==== Entries provided

PR #822, opened 2021-06-11
refactor!: TraceConfig -> SpanLimits

### LINKED ISSUE #813: Define TraceConfig values as SpanLimits
As per the [Spec](https://github.com/open-telemetry/opentelemetry-specification/blob/main/specification/trace/sdk.md#span-limits) these values should be under a `SpanLimits` object. It's definitely not a biggie, but it would keep uniformity with other SIGs.

### LINKED ISSUE #815: Consider hiding `TracerProvider.stopped`
We don't offer this in other SIGs, and unless it's really required by some components, we could hide it (at least for now).

### LINKED ISSUE #816: Consider hiding `TracerProvider.active_span_processor`
Similarly to `TracerProvider.stopped`, we don't offer/expose this and I think it's rather dangerous to allow users to consume it.

### LINKED ISSUE #817: Consider moving `Sampler` out of `TraceConfig`
Specially if `TraceConfig` is renamed to `SpanLimits`.  This is also how other SIGs are doing it, by putting it into the SDK `TracerProvider` directly.

fbogsany:
Fixes #817
Fixes #813
Fixes #816
Fixes #815

This is a significant refactor of the tracing configuration mechanism in the SDK. The most significant pieces involve renaming `Config::TraceConfig` to `SpanLimits` and moving the `sampler` configuration out of the old `TraceConfig` and into `TracerProvider`. It also moves span creation responsibility to `TracerProvider` and hides the `active_span_processor` and `stopped` fields. This matches the SDKs for other languages, and updates to the spec that I missed earlier. Needless to say, these are breaking changes.

## BREAKING CHANGES

- `OpenTelemetry::SDK::Trace::Config::TraceConfig` is renamed to `OpenTelemetry::SDK::Trace::SpanLimits`
- The `sampler` configuration is moved from `TraceConfig` to `TracerProvider`
- The configuration attributes in `SpanLimits` are renamed to align with the environment variable names
- The `active_span_processor` and `stopped`/`stopped?` attributes are now private in `TracerProvider`


sdk/lib/opentelemetry/sdk/trace/span_limits.rb
```diff
@@ -0,0 +1,60 @@
...
+                       event_count_limit: Integer(ENV.fetch('OTEL_SPAN_EVENT_COUNT_LIMIT', 128)),
+                       link_count_limit: Integer(ENV.fetch('OTEL_SPAN_LINK_COUNT_LIMIT', 128)),
+                       attribute_per_event_count_limit: attribute_count_limit,
+                       attribute_per_link_count_limit: attribute_count_limit)
+          raise ArgumentError, 'attribute_count_limit must be positive' unless attribute_count_limit.positive?
+          raise ArgumentError, 'attribute_length_limit must not be less than 32' unless attribute_length_limit.nil? || Integer(attribute_length_limit) >= 32
+          raise ArgumentError, 'event_count_limit must be positive' unless event_count_limit.positive?
+          raise ArgumentError, 'link_count_limit must be positive' unless link_count_limit.positive?
+          raise ArgumentError, 'attribute_per_event_count_limit must be positive' unless attribute_per_event_count_limit.positive?
+          raise ArgumentError, 'attribute_per_link_count_limit must be positive' unless attribute_per_link_count_limit.positive?
```
ahayworth, line 45: You know, I didn't actually know about the `positive?` predicate. Learn something new every day! 😄

sdk/test/opentelemetry/sdk/configurator_test.rb
```diff
@@ -167,7 +167,7 @@
       it 'defaults to NoopSpanProcessor if no valid exporter is available' do
         configurator.configure
 
-        _(OpenTelemetry.tracer_provider.active_span_processor).must_be_instance_of(
+        _(OpenTelemetry.tracer_provider.instance_variable_get(:@active_span_processor)).must_be_instance_of(
```
ahayworth, line 170: This is the thing that I was not looking forward to with this change. Debugging / testing gets harder here, but I suppose it's still a good idea.

ahayworth (approved):
The move to creating spans via the `TracerProvider` feels odd to me, semantically. Is it more important because other SDKs do it that way (not wrong to match, necessarily) or because it helps us with the requirements that configuration changes on the `TracerProvider` need to automatically be picked up by the `Tracer`s it creates? (...or, something else altogether?)

Not saying we shouldn't do it at all, I trust others here. Just trying to understand what the rationale is so I can get behind it. 😄 

Overall though, this change seems sound, and I'm excited about moving closer to 1.0! 👍

sdk/test/opentelemetry/sdk/configurator_test.rb
fbogsany: Agreed. In general, though, nothing outside of the SDK should know or care about the specific TracerProvider that's installed. I don't have the energy to do it now, but I think we could clean up these tests to stub the appropriate class's `on_span_start` and start a span instead.

fbogsany:
> The move to creating spans via the `TracerProvider` feels odd to me, semantically. Is it more important because other SDKs do it that way (not wrong to match, necessarily) or because it helps us with the requirements that configuration changes on the `TracerProvider` need to automatically be picked up by the `Tracer`s it creates? (...or, something else altogether?)

This part of the change is because the `Tracer` was mostly grabbing state from the `TracerProvider`, that should have been internal, before creating the `Span`. The `Tracer` really only contributes the `InstrumentationLibrary`, which was the sole reason for introducing the `TracerProvider` abstraction early on in the project. So we're really moving the responsibility to the right place, which allows us to hide internal state.

sdk/test/opentelemetry/sdk/configurator_test.rb
ahayworth: >  I don't have the energy to do it now

No need, either. That sounds like good rainy-day refactoring for someone who feels up to it, definitely not necessary at all! 😄

ahayworth:
> The Tracer really only contributes the InstrumentationLibrary, which was the sole reason for introducing the TracerProvider abstraction early on in the project.

@fbogsany That makes sense - I really appreciate the context that you give me on these threads. 😄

========

• _Directions_:
Where a line of the listing holds the string "early", copy that line.

• _Task response_:
This part of the change is because the `Tracer` was mostly grabbing state from the `TracerProvider`, that should have been internal, before creating the `Span`. The `Tracer` really only contributes the `InstrumentationLibrary`, which was the sole reason for introducing the `TracerProvider` abstraction early on in the project. So we're really moving the responsibility to the right place, which allows us to hide internal state.
> The Tracer really only contributes the InstrumentationLibrary, which was the sole reason for introducing the TracerProvider abstraction early on in the project.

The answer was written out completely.